**YOUR OBJECTIVE**.
Which lines to output? The line containing "This enables things" and every line after it in the data below, each copied exactly.

**EXERCISE INPUT**.
PR #345, opened 2021-01-11
Allow for piping output of `./b` commands

JosephusPaye:
This enables things like:

- `./b format > format-report.txt` - save the formatting report to a file
- `./b format | grep some_file.cpp -A 5` - see the results of formatting a specific file


KipHamiltons (approved):
Beautiful!

Interestingly, when I tried `./b build > build.log`, it piped compiler errors to the log too, which I would think should be printed to stderr. Seems like docker might divert the pipe to stdout for my terminal? Interested to hear what you think is happening

JosephusPaye:
Yeah, I think it currently directs both stdout and stderr to stdout on the host.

**ANSWER SPACE**.
This enables things like:

- `./b format > format-report.txt` - save the formatting report to a file
- `./b format | grep some_file.cpp -A 5` - see the results of formatting a specific file


KipHamiltons (approved):
Beautiful!

Interestingly, when I tried `./b build > build.log`, it piped compiler errors to the log too, which I would think should be printed to stderr. Seems like docker might divert the pipe to stdout for my terminal? Interested to hear what you think is happening

JosephusPaye:
Yeah, I think it currently directs both stdout and stderr to stdout on the host.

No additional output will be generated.